Text and Record Data – Gates Bolton Analytics

Record Data

^{The above record data is mixed and needs to be cleaned and prepared before using. You can see that some variables are numeric, like Age, while others are qualitative, like Ticket or ID. While ID is represented using a number, it is not numeric data. Finally, you can see missing values, incorrect values, and data that you will not want to use if building a model.}

^{This is record data above that is mixed. Some variables like GPA are quantitative. Other variables like State are qualitative. This data is labeled. The label or category of each row is “Decision” which has three options: Admit, Decline, Waitlist. This data contains a geo variable, State, which gives location. This data also contains a temporal variable, AppDate, which gives a relative time.}

^{This above record data was converted to records data format from text data. You can see that each row is a document and each column (variable) is a word. The data represent the “count”. For example, the word “hike” appears in the first document 3 times.}

Record data is a common format for data. Record data contains rows and columns. While there are always exceptions, the rows generally represent an observation and the columns represent the attributes.

Many different names are used to describe rows and columns.

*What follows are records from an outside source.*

PR #2763, opened 2019-08-28
Fix legacy xparsecolor regression

### LINKED ISSUE #2759: Color issue introduced in commit 629e24
>(linux 5.1.5)

> Wayland (sway)

While testing the latest master I ran into an issue where the entire terminal will turn green.
Doing a git bisect points towards commit 629ea247cdccc33c6df0037f357ba9be48c7178d
I looked over the commit but could not find any obvious issues with the code, but then again I barely know rust. 

Let me know I you need any more info in order to debug.

chrisduerr:
The legacy xparsecolor implementation assumed that the \007 ending would
be passed to the parser, however it never is. This caused colors in the
format #rrggbb to be interpreted as #rrggb, leading to incorrect colors
showing up in Alacritty.

Fixes #2759.

### DIFF
--- a/alacritty_terminal/src/ansi.rs
+++ b/alacritty_terminal/src/ansi.rs
@@ -27,11 +27,9 @@ use crate::term::color::Rgb;
 // Parse colors in XParseColor format
 fn xparse_color(color: &[u8]) -> Option<Rgb> {
     if !color.is_empty() && color[0] == b'#' {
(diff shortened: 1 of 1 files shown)


7415963987456321:
Currently at work. Will test this once I get home.

7415963987456321:
Just tested. Works as intended.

Rows: Observations, instances, objects, people, vectors

Columns: Variables, fields, attributes, features, dimensions

This is important so that if a book, person, article or site refers to “feature engineering” for example, you know that they are talking about “engineering new columns”.

If you are told that your data has 4 dimensions, you know that this means it has four columns or variables.

If your data have 100 vectors, it has 100 rows or observations.

Record data can be mixed meaning that some variables are qualitative (names, categories, descriptions, etc.), while other variables may be quantitative (numeric). Variable can also describe times and dates or geographical locations (such as states or latitude/longitude).

Similarly, record data can be all numeric or all qualitative. The type of data that you have will affect which models and methods you can use.

Many formats of data can be put into record format. This is most often done using a programming language such as R or Python. For example, as you will see in the next section, text data can be gathered and then converted to record format for analysis.

To learn more about data cleaning, please review the data cleaning tutorial.

Data Cleaning Tutorial

Text Data

Text data is any data that contains words. This might be Tweets, chats, webpage HTML, novels, reviews, news articles, social media posts, etc.

Text data is often very messy and disorganized when it is first gathered. To apply analytical methods, such as machine learning modeling, to text data, it must first be cleaned and formatted.

First, think about text data. More specifically, let’s imagine three news articles – two on football and one on politics. All three articles use words (in our case we will focus on English only). So words like “and”, “the”, “but”, etc. will be in all articles. However, other words like “quarterback” are more likely to occur in the football articles and no so much in the political article.

In other words, the words in any collection of text (whether its an article or Tweet) will give you information about the topic(s), sentiment, etc.

For example, if one document contains the word “hike” 27 times and “gear” 45 times, while another document contains the word “dog” 64 times and the word “cat” 23 times, we might start to surmise that one article is about hiking and the other is about pets.

So, you can think of the words in text data as being the variables.

We can tokenize text data (break it into tokens – or words) and then we can vectorize (create a dataframe or matrix where the words are the column names and the documents are the rows).

This process of tokenize and vectorizing will convert text into record format. Keep in mind that a dataframe is record format.

Text data can also be transformed into transaction data.

The format we choose depends on the models or methods we want to use. For example, if using Association Rule Mining, we will need transaction data. If using SVMs we will need labeled record data, and so on.